Sofia rapped on Marianella’s bedroom door without stopping, a
bang
,
bang
,
bang
that no human could manage without hurting herself. She was numb—from the music, from Cabrera’s threat. She’d either be a murderer or a murder weapon.

No.
No.
She banged harder on Marianella’s door. No human would ever tell her what to do again.

Shuffled footsteps. Sofia stopped knocking, and the door swung open. Marianella stared at her. She looked exhausted, her clothing rumpled and her eyes ringed in dark circles.

“Sofia?” she said in a slurred voice, like she’d been sleeping.

“I need to speak with you.” Sofia didn’t wait for an answer; she pushed past Marianella into the dim bedroom. “It’s about Ignacio Cabrera.”

The door swung shut.

“What about him?” Marianella’s voice had lost the blur of sleep; it was strained now, nervous. “My God, Sofia, what do you know?” She stared at her. “You went to see him, didn’t you? Just now?” She dug her hand into her forehead like she had a headache. “
Why?
I told you, Alejo and I know how to handle—”

Sofia grabbed both of Marianella’s hands and squeezed them tight. Marianella looked up, her eyes shiny with tears, and the sight of them made Sofia hurt inside.

“He called me over,” Sofia said, “for a meeting. I had to go. That’s the nature of my arrangement. And he—” She wasn’t sure she would be able to say it. Not now, not looking at Marianella straight on.

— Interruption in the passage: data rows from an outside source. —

PR #238, opened 2024-05-03
feat: create and generate template from template data for teams

k3llymariee:
Continuing to work just with the teams data in the OpenAPI spec, generate a template based on the template data to add resource commands to the root command. 

Note that the subcommands are based off of the spec's `operationId` (e.g. `get-team` and `post-team` vs `get` and `create`) and the flags for each subcommand are based off the param values (e.g. `team-key` and `project-key` vs `team` and `project`). I plan to update this is in the next PR where we add the remaining resources from the openapi spec. 

running `teams --help`
image

running `teams get-team --help`
image

checking that required flags are set:
image


cmd/resources/resources.go
```diff
@@ -117,39 +138,42 @@ func GetTemplateData(fileName string) (TemplateData, error) {
...
-			if propName == "items" {
-				use = "list"
-				break
-			}
-		}
-	}
-	return use
+	return strcase.ToKebab(op.OperationID)
+
+	// TODO: work with operation ID & response type to stripe out resource name and update post -> create, get -> list, etc.
```
k3llymariee, line 143: see comment in main description - going to bring this back in but for now, to remove duplicate subcommands, using just the OperationId

cmd/resources/resources.go
```diff
@@ -52,6 +53,11 @@ type Param struct {
 	Required    bool
 }
 
+func jsonString(s string) string {
+	bs, _ := json.Marshal(s)
+	return string(bs)
+}
+
```
k3llymariee, line 60: we have all kinds of markdown stuff in the descriptions of resources and endpoints that was causing the template to throw errors - marshaling to json and returning that string to help!

cmd/resources/resources.go
```diff
@@ -29,6 +29,7 @@ type TemplateData struct {
 
 type ResourceData struct {
 	Name        string
+	DisplayName string
```
k3llymariee, line 32: I can also pass in functions to the template to handle converting these values from camel/kebab, which I might do in a refactor

cmd/resources/resources.go
```diff
@@ -7,10 +7,10 @@ import (
 	"net/url"
 	"os"
 	"regexp"
-	"strconv"
 	"strings"
 
 	"github.com/getkin/kin-openapi/openapi3"
+	"github.com/iancoleman/strcase"
```
k3llymariee, line 13: hoping it's ok to use this (..stripe does 🙃)

cmd/resources/resource_cmds.tmpl
```diff
@@ -0,0 +1,43 @@
...
+	gen_{{ $resName }}ResourceCmd := NewResourceCmd(
+        rootCmd,
+        analyticsTracker,
+        "{{ $resData.Name }}",
+        "Make requests (list, create, etc.) on {{ $resData.DisplayName }}",
+        {{ $resData.Description }},
+    )
+    {{ end }}
+
+    // Operation commands{{ range $resName, $resData := .Resources }}{{ range $opName, $opData := $resData.Operations }}
```
dbolson, line 23: Could you break these range calls out into separate lines to more easily see the nesting?

dbolson (approved):

cmd/resources/resource_cmds.tmpl
k3llymariee: yeah it'll add an extra line between then comment and the following commands which bothers me only very slightly 🙃

PR #249, opened 2024-05-07
fix: remove old members cmd

k3llymariee:
remove the old members command before the next release


dbolson (approved):
Can we delete the member command's code too?

PR #250, opened 2024-05-08
chore: Refactor tracker

dbolson:
Refactors the analytics tracker so we don't need to use the access token and base URI values for every method call.

**Requirements**

**Related issues**

**Additional context**


cmd/cmdtest.go
```diff
@@ -22,37 +20,29 @@ var StubbedSuccessResponse = `{
 func CallCmd(
 	t *testing.T,
 	clients APIClients,
-	tracker analytics.Tracker,
+	trackerFn analytics.TrackerFn,
```
dbolson, line 23: We now pass a factory function instead of the tracker itself.

cmd/config/config.go
```diff
@@ -24,7 +24,20 @@ const (
 	UnsetFlag = "unset"
 )
 
-func NewConfigCmd(analyticsTracker analytics.Tracker) *cobra.Command {
+type ConfigCmd struct {
```
dbolson, line 27: We need to carry the state to know if we showed the help text, whether because the user passed `--help` or because they didn't call the command correctly. For non-resource commands, we need to create a struct to hold this state, along with the command itself.

cmd/config/config.go
```diff
@@ -33,18 +46,22 @@ func NewConfigCmd(analyticsTracker analytics.Tracker) *cobra.Command {
 		PreRun: func(cmd *cobra.Command, args []string) {
 			// only track event if there are flags
 			if len(os.Args[1:]) > 1 {
-				analyticsTracker.SendCommandRunEvent(
+				analyticsTrackerFn(
```
dbolson, line 49: Since we don't get the flag values until we run the command, we can pass in the factory function in the command's constructor and call it when we have the flag values. The factory function already has an ID, so additional calls from the same factory function will all have the same ID for correlation.

cmd/config/config.go
```diff
@@ -79,7 +96,7 @@ func NewConfigCmd(analyticsTracker analytics.Tracker) *cobra.Command {
 	cmd.Flags().String(UnsetFlag, "", "Unset a config field")
 	_ = viper.BindPFlag(UnsetFlag, cmd.Flags().Lookup(UnsetFlag))
 
-	return cmd
+	return &configCmd
```
dbolson, line 99: We need a pointer to the command since we're mutating its internal state.

cmd/resources/resource_cmds.go
```diff
@@ -9,228 +9,232 @@ import (
 	"ldcli/internal/resources"
 )
 
-func AddAllResourceCmds(rootCmd *cobra.Command, client resources.Client, analyticsTracker analytics.Tracker) {
+func AddAllResourceCmds(
```
dbolson, line 12: I updated the template and regenerated this file.

cmd/root.go
```diff
@@ -33,12 +33,41 @@ type APIClients struct {
 	ResourcesClient    resources.Client
 }
 
+type Command interface {
```
dbolson, line 36: We need an interface so the root command can keep track of its children that know if we showed a command or action's help. We only need this for non-resource commands because we can handle tracking the help in the root.

cmd/root.go
```diff
@@ -65,15 +94,21 @@ func NewRootCommand(
 		SilenceErrors: true,
 		SilenceUsage:  true,
 	}
+	rootCmd := &RootCmd{
+		cmd: cmd,
+	}
 
 	hf := cmd.HelpFunc()
 	cmd.SetHelpFunc(func(c *cobra.Command, args []string) {
+		rootCmd.helpCalled = true
```
dbolson, line 103: This works for resource commands.

cmd/root.go
```diff
@@ -165,29 +205,34 @@ func Execute(analyticsTracker analytics.Tracker, version string) {
...
-		rootCmd.AddCommand(completionCmd)
+See each command's help for details on how to use the generated script.`, rootCmd.Cmd().Name())
+		rootCmd.Cmd().AddCommand(completionCmd)
 	}
 
 	err = rootCmd.Execute()
-	outcome := analytics.SUCCESS
-	if err != nil {
+
+	var outcome string
```
dbolson, line 218: Refactored this to work with the additional case of when help is called.

cmd/root.go
```diff
@@ -165,29 +205,34 @@ func Execute(analyticsTracker analytics.Tracker, version string) {
...
-	optOut, _ := strconv.ParseBool(optOutStr)
-	analyticsTracker.SendCommandCompletedEvent(
-		rootCmd.PersistentFlags().Lookup(cliflags.AccessTokenFlag).Value.String(),
-		rootCmd.PersistentFlags().Lookup(cliflags.BaseURIFlag).Value.String(),
-		optOut,
-		outcome,
+	analyticsClient := trackerFn.Tracker(version)(
+		rootCmd.cmd.PersistentFlags().Lookup(cliflags.AccessTokenFlag).Value.String(),
+		rootCmd.cmd.PersistentFlags().Lookup(cliflags.BaseURIFlag).Value.String(),
+		viper.GetBool(cliflags.AnalyticsOptOut),
```
dbolson, line 232: I double-checked that this was already set, and it is, so we don't need to get it the command's flags.

cmd/root.go
```diff
@@ -165,29 +205,34 @@ func Execute(analyticsTracker analytics.Tracker, version string) {
...
-		rootCmd.PersistentFlags().Lookup(cliflags.BaseURIFlag).Value.String(),
-		optOut,
-		outcome,
+	analyticsClient := trackerFn.Tracker(version)(
+		viper.GetString(cliflags.AccessTokenFlag),
+		viper.GetString(cliflags.BaseURIFlag),
+		viper.GetBool(cliflags.AnalyticsOptOut),
 	)
+	analyticsClient.SendCommandCompletedEvent(outcome)
+	analyticsClient.Wait()
```
dbolson, line 235: We can move this in here so we don't need to create the tracker factory in main and pass it in.

internal/analytics/client.go
```diff
@@ -7,65 +7,64 @@ import (
...
 
+type TrackerFn func(accessToken string, baseURI string, optOut bool) Tracker
+
+type ClientFn struct {
+	ID string
+}
+
+func (fn ClientFn) Tracker(version string) TrackerFn {
+	return func(accessToken string, baseURI string, optOut bool) Tracker {
+		if optOut {
```
dbolson, line 23: This encapsulates the opt-out flag so we don't need to check it when calling the send methods. If the user opts-out, all the send methods are no-ops.

internal/analytics/client.go
```diff
@@ -7,66 +7,64 @@ import (
...
 }
 
 type Client struct {
-	ID            string
-	HTTPClient    *http.Client
-	Version       string
-	sentHelpEvent bool
-	sentRunEvent  bool
-	wg            sync.WaitGroup
+	accessToken string
```
dbolson, line 57: Added the access token and base URI and unexported the fields.

internal/analytics/client.go
```diff
@@ -7,66 +7,64 @@ import (
...
+	SendSetupSDKSelectedEvent(sdk string)
+	SendSetupFlagToggledEvent(on bool, count int, duration_ms int64)
+	Wait()
 }
 
 type Client struct {
-	ID            string
-	HTTPClient    *http.Client
-	Version       string
-	sentHelpEvent bool
```
dbolson, line 53: These state fields go away since we've pushed the logic out.

internal/quickstart/container.go
```diff
@@ -43,18 +43,17 @@ func (s step) String() string {
 // represents a step in the quick-start flow.
 type ContainerModel struct {
 	accessToken        string
-	analyticsOptOut    bool
 	analyticsTracker   analytics.Tracker
-	baseUri            string
+	baseURI            string
```
dbolson, line 47: We still need the access token and base URI for the LD clients.

k3llymariee (approved):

Marianella always did that to her.

“What?” Marianella cried. “What is it?”

“We have a problem,” Sofia said carefully.

Marianella’s eyes went wide and scared. “He wants you to kill me.”

“Yes.” Sofia squeezed Marianella’s hands.

Marianella sucked in a deep breath, and that act of breathing made Sofia aware of how vulnerable Marianella was, if you knew the right places to stab, to hit, to dismantle.

Which Sofia did.

Silence filled the bedroom, thick and choking. And when Marianella broke it, she said exactly what Sofia didn’t want to hear.

“Did he program you?” Marianella’s voice was flat. Empty.

Sofia closed her eyes. It was a fair question—she was still programmable—and she couldn’t begrudge Marianella asking it. But it hurt anyway, a hurt like coming out of the music.

“No.”

Marianella sighed with relief, a long whoosh of air that hurt Sofia even more.

“He gave me the option of doing it on my own first.”

“Are you going to?”

“No, of course not.”

Marianella closed her eyes, and her lips moved silently, the first lines of the Hail Mary.

“You didn’t think I was going to kill you, did you? I mean, really?” Sofia reached out, tentatively, and pressed her hand against the side of Marianella’s face. Marianella leaned into her touch, sighing, and with that, Sofia stretched her arm around Marianella’s shoulder and drew her close. She wanted to feel the warmth and softness of her body, wanted to feel that blood pumping through Marianella’s veins. It was the strangest sort of comfort.

“I don’t know what I think, Sofia.” Marianella laid her head on Sofia’s shoulder. “I just— How could you do it?” she asked. “How could you work for that—that monster?” She turned her head just enough that her hair brushed across Sofia’s shoulder. “You may not care that he kills humans, but he just asked you to kill a cyborg. And what do you say about that?”

“I had to work with him,” Sofia said. “It’s part of my plan.”

“Your plan, your plan!” Marianella pulled away, whirled to face her. “You’re helping Ignacio Cabrera, the man responsible for starving half of Hope City, just so Araceli can mess around with your programming?”